Looking at the finished product I find they have added things (sorry apps) I do not need, never use, and don't want, while I looked through the short video telling me how great Cortana is, I however do not use it and don't see a need for it.  Just remove it and allow me more space thanks a bunch!  
The wallpaper picture has disappeared, the screen size changed, but as yet few other things have been lost as far as I can see.  No doubt these will show up shortly.  Grrrrrrr!

Now while the rain lashes against the window, shaking the dodgy frame, and the sound of cars splashing their way far too fast in the conditions I return to seeking the lost sheep of the family.  If I were to really seek the lost sheep and find them there are some who will remain unfound, indeed one or two up north might join them!  No names...



Thursday 15 September 2016

Debts, Family History and Sunshine


It has been a busy and enjoyable week for the most part, except for things that did not bring joy.  The unexpected demand for Council Tax that I thought had been dealt with turned up today and brought me great joy indeed.  How enjoyable however is the ability to pay such things via the web rather than walking into the office or posting a cheque, though I do that for other debts.  So much easier to pay bills this way and think you have money to spare until you count the money in your pocket.  I am now emptying the cider jar of loose copper coins just in case....
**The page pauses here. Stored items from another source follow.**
PR #133, opened 2020-06-08
indicate open lines

FranckLecuyer:

Feature

Open lines (on one or both ends) are not graphically distinguished from closed lines.

Open lines (on one or both ends) are graphically distinguished from closed lines, with colored/black plain/dashed line.

**Other information**:

### DIFF
--- a/single-line-diagram-core/src/main/java/com/powsybl/sld/layout/LayoutParameters.java
+++ b/single-line-diagram-core/src/main/java/com/powsybl/sld/layout/LayoutParameters.java
@@ -68,6 +68,8 @@ public class LayoutParameters {
     private boolean labelCentered = false;
     private boolean labelDiagonal = false;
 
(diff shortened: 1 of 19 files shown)


single-line-diagram-core/src/main/java/com/powsybl/sld/layout/LayoutParameters.java
```diff
@@ -68,6 +68,8 @@
     private boolean labelCentered = false;
     private boolean labelDiagonal = false;
 
+    private boolean indicateOpenLines = true;
```
geofjamg, line 71: After discussion with @jonenst it seems that highlightLineState would be more correct

FranckLecuyer: Parameter renamed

Coming home from the museum on Tuesday I fell into a deep sleep, I usually do, but later, before the seven nil thrashing Celtic took from Barcelona (no sniggering at the back) I noted a name of one of my grandfathers first sons. He married twice and we descend from his second attempt (which failed) and I have been tracing the first family slowly for some time.  For some reason a name arose and when I had the time (Wednesday) I sat down and traced one lost sheep.  I also found Granddad's 1906 marriage record where the phrase 'met through drink' is not mentioned.  The son however was traceable in some ways, he had joined the Royal Naval Volunteer Reserve and was enlisted on a Minesweeper HMS 'Azalea' which served in several places including the Mediterranean.  He survived the war but died in London late 1936.  His sister confirmed his body but as he was only 49 I begin to wonder why he died and why I cannot find his death record.  His probate is noted but no mention of money appears.  My aunt mentioned a son taking cyanide and so did the other she said, but memory plays tricks and she may not have been revealing the truth, she was of that nature regarding bad things.  The wife appears in Dundee Lunatic Asylum and possibly there was something in the family, however time at sea, with only one recorded incident when the ship was damaged by a mine is noted, but maybe that had a leftover with him?  Several more to investigate, though little Mary last born was soon to pass on at less than a year, sisters to investigate and a brother or two to research.  All good fun and games when you can discover something innit?

   
After spending two days sitting inside seeking dead people I daundered out on a long walk - for me - and spent some time in the very hot sunshine.  I even wore those tinted glasses that made made several young women mistake me for a Hollywood star or James Bond.  However tiring of their attentions I continued on my way clearing the spiders webs from my mind and taking in what is probably the last real sun we will see.  The rain is here in places tonight, thunder & lightning with possibly more tomorrow.  Dawn arriving as it did on Tuesday (see top picture) will be a thing of the past, dark clouds will hide the round yellow thing once again.  Then by Monday ice flows will be seen in the local rivers, frostbite will be my friend and a Normal October will inform us of its arrival.   The joy continues.